Midway Essentials - antoszewski/test-wiki GitHub Wiki

One of the first things you should do when you join the Dinner group is connect to Midway, our computing cluster at UChicago. To access Midway, you will first need an RCC account. This will give you access to the two clusters we use most often - Midway2 and Midway3. These two clusters are not currently cross-mounted, meaning that you have to log onto each one separately, and files are not shared between them. Access to Midway3 also comes with access to Beagle3, a GPU cluster. Midway3 and Beagle 3 are cross-mounted, meaning you can access both by just logging into Midway3. Similarly, access to Midway2 comes with access to GM4, another GPU cluster.

To get an RCC account, first fill out the General User Account Request form. Aaron's PI account name is pi-dinner. You might need a rough overview of the type of work you will be doing, but these fields don't really matter a huge amount. Take a reasonable guess based on what you are interested in - that should be fine. Normally, these requests are processed in a week or less. If you have any questions (about setting up an account, or just in general), feel free to email [email protected] and ask. They are, writ large, a very helpful resource if you are having any problems with Midway (installing certain modules, troubleshooting unexpected behavior in SLURM, etc.) throughout your research career.

Once you have an RCC account, you can log access Midway through a variety of methods. The linked page is a good guide for doing this. Probably the most popular way to connect is through Thinlinc, either by downloading the desktop client or by accessing via a browser.
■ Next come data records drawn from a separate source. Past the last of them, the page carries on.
PR #1551, opened 2019-08-24
Update netlify-deployment.md

debs-obrien:
modify Netlify example for spa fallback


debs-obrien:
@pimlie @manniL please check, thanks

Every time you login/move files, you will need to use two-factor authentication.

I highly recommend reading through the relevant user guides (Midway2 User Guide, Midway3 User Guide, GM4 User Guide, Beagle3 User Guide) to familiarize yourself with the system and available options. Many workflows are possible, and it's up to you to decide what is best for you and your productivity. Overall, on Midway2, you should have access to both your own personal /scratch/midway2/${CNET_ID} directory, and to the shared capacity /project2/dinner/ directory. On Midway3, you should also have access to the corresponding scratch (/scratch/midway3/${CNET_ID} and /scratch/beagle3/${CNET_ID} ) and capacity (/project/dinner/ and /beagle3/dinner/ ) directories. Each of these has quotas and limits for the number and size of files that can be stored on them. You should also have access to the compute hours (SUs) associated with pi-dinner. Commands to check these hours/limits can be found in Running Jobs on Midway.

General Advice

When you initially log in, you are put onto a log-in node. We are not charged any SUs for using login nodes. They are meant for light-weight tasks like directory navigation, writing code, etc. If you plan to do anything more resource-intensive (large mathematical computations, molecular dynamics, VMD visualization, etc.) you should instead use a compute node. Details on submitting jobs to our compute nodes can be found in Running Jobs on Midway. Note that if you overload the login nodes, Midway will kick you off as a slap on the wrist.
Make sure you are not writing in your home directory - it has very limited storage, and going over your quota can cause problems. A suggested workflow is to work in your scratch directory for initial/exploratory work, transfer to your capacity/project directory once you move on to a more intermediate stage, and then transfer old files to long-term storage ( /cds/weare-dinner/ on Midway2). Scratch is not backed up, and a relatively low file number/size quota, but a very high limit. If you go over the quota (but are below the limit), you have a 30-day grace period to go below the quota again. You only lose write permissions if you either go over the limit or you exceed the grace period to drop below the quota. Capacity directories are backed up multiple times per day, so any work put there can be recovered if something goes wrong. You can access these backups by navigating to the corresponding snapshot directory (found in /snapshots/). Long-term storage in /cds/ can only be accessed by login nodes, so you can't run any jobs on it.
Explore the SLURM/RCC commands listed in Running Jobs on Midway - they will give you a good idea of what you have access to and what you do not, as well as how much storage/computation time is available. Try to keep your SU and data usage reasonable, knowing that we all share these resources. We get a new batch of SUs every September - Aaron will ask for SU estimates so we can plan to use them throughout the year.
Try not to hog all of the space on the private partitions (weare-dinner, weare-dinner2, and dinner) if you can avoid it. While we have these nodes so that they can be used, keep in mind that they are the go-to resources for data manipulation and molecular visualization, as well as day-to-day work with Jupyter Notebooks, for example. It is good practice to try to keep at least a node or two available for others to use. If you need to use a significant portion of either partition for any length of time, please pass it by the other lab members, either in person or on Slack, first.